* [Brief]
Where the records below show a line containing "Looks good now, thanks!", start copying; end with the line containing "provide revised images.", and copy it too.

━━ Records for the task ━━

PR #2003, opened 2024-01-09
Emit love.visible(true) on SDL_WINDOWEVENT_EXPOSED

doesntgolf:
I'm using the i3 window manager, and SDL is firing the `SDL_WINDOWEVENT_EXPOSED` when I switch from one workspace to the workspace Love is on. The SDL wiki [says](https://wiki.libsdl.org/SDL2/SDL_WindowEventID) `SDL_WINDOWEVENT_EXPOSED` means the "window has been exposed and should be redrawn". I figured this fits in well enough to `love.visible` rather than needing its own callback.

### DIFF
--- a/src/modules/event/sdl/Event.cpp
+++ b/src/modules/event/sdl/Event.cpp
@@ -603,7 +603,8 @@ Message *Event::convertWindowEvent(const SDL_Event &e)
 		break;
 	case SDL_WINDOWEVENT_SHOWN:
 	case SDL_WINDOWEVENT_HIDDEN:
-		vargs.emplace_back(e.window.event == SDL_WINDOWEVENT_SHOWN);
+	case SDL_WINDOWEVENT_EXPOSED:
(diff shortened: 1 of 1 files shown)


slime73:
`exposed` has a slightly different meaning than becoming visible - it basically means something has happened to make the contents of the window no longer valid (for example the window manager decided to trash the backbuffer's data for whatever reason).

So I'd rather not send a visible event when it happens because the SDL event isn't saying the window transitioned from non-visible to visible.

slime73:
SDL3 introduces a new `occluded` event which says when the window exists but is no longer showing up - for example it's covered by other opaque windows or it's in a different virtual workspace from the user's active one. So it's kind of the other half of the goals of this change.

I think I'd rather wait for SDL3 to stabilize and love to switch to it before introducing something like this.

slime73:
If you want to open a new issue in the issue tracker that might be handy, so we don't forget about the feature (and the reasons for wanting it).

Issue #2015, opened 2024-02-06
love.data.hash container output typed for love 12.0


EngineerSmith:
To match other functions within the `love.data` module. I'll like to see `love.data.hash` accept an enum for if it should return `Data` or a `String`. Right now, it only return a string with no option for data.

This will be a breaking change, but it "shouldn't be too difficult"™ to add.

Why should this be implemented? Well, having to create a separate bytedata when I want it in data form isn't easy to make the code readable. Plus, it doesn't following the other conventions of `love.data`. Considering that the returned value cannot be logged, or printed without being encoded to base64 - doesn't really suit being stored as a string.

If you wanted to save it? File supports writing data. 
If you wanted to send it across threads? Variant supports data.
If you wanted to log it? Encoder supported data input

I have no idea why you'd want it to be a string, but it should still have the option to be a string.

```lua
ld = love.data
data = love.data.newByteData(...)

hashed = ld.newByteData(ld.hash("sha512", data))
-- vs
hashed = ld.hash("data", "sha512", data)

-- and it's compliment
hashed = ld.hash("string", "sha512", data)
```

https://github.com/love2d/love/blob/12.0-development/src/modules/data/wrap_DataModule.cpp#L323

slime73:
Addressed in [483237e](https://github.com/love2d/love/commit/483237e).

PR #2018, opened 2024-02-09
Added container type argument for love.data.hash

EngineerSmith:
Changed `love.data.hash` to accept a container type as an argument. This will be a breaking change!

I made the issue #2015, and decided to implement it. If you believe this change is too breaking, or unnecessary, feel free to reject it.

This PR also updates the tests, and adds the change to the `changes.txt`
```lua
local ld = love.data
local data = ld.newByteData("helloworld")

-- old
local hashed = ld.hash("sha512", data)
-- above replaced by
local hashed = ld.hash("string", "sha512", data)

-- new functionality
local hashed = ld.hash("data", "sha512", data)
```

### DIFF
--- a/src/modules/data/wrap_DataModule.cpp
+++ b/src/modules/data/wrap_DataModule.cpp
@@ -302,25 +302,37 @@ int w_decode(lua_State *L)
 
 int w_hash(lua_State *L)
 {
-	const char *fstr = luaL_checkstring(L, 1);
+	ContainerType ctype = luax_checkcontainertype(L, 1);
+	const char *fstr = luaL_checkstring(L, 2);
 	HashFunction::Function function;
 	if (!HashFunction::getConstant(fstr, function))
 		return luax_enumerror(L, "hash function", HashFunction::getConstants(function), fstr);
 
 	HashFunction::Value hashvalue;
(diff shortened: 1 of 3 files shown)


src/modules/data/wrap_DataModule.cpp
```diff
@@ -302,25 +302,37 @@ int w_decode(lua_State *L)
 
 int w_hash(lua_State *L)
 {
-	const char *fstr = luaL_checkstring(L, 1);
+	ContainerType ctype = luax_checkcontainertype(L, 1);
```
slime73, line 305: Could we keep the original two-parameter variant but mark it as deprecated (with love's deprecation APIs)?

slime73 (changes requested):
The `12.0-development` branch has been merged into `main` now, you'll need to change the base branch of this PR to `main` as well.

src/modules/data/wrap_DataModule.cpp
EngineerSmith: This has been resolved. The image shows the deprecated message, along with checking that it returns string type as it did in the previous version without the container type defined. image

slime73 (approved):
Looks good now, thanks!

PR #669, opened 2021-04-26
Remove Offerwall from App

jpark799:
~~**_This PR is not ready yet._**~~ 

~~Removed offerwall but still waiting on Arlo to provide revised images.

━━━
━━ Records for the task ━━

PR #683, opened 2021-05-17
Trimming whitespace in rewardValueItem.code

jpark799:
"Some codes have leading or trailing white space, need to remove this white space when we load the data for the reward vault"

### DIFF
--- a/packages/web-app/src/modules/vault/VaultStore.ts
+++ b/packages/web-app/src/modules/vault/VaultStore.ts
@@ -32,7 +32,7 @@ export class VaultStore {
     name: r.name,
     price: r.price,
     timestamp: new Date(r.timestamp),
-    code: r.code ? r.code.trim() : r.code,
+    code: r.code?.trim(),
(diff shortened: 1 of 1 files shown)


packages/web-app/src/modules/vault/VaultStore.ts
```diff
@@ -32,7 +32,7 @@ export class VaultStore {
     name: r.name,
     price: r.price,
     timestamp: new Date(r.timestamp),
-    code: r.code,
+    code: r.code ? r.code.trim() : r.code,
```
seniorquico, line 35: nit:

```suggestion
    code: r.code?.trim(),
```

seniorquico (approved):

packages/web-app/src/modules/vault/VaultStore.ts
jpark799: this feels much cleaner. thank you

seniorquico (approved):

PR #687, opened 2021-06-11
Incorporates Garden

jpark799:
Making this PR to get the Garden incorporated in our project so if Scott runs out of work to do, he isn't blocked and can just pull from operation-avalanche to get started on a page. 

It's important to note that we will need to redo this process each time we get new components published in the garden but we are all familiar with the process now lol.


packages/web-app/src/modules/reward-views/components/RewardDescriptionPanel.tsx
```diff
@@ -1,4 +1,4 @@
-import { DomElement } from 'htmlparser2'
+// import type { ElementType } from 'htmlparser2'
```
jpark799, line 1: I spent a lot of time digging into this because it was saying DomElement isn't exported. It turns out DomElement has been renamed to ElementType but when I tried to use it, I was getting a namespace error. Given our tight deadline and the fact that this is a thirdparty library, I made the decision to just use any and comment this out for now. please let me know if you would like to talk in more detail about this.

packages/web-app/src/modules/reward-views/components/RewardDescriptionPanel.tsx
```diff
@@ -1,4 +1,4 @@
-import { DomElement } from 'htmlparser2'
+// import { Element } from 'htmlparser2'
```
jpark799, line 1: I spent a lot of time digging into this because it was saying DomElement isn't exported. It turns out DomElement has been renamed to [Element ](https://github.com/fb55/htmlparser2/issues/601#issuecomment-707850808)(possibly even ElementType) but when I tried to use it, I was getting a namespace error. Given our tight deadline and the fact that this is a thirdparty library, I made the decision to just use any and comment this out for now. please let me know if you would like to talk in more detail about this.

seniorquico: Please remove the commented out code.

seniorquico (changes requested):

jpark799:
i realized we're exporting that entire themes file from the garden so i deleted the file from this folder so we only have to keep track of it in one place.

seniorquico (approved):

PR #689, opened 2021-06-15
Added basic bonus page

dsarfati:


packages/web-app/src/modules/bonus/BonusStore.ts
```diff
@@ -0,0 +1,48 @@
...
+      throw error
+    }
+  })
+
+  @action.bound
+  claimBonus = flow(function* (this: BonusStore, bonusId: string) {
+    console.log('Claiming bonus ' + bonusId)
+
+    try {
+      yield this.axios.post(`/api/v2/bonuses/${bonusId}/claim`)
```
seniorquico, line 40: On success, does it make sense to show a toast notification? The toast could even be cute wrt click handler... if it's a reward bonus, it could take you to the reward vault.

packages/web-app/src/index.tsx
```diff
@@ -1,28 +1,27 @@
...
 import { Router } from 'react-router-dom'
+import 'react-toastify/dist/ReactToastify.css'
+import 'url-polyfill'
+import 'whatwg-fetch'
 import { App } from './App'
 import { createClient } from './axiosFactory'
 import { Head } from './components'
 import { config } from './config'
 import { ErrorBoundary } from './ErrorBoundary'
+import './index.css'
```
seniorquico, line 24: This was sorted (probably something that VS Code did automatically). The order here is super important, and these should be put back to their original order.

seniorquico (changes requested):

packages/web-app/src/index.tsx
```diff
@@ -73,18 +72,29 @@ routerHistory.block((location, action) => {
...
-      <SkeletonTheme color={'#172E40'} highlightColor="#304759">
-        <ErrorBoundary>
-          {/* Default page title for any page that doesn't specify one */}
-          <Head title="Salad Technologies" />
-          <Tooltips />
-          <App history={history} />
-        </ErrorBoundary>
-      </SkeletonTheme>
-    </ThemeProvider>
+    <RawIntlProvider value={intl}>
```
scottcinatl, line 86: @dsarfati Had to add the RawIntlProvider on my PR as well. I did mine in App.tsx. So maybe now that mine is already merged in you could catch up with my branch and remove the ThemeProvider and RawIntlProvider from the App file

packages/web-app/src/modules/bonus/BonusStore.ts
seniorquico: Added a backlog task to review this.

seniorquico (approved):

━━━

* [Reply to the task]
Looks good now, thanks!

PR #669, opened 2021-04-26
Remove Offerwall from App

jpark799:
~~**_This PR is not ready yet._**~~ 

~~Removed offerwall but still waiting on Arlo to provide revised images.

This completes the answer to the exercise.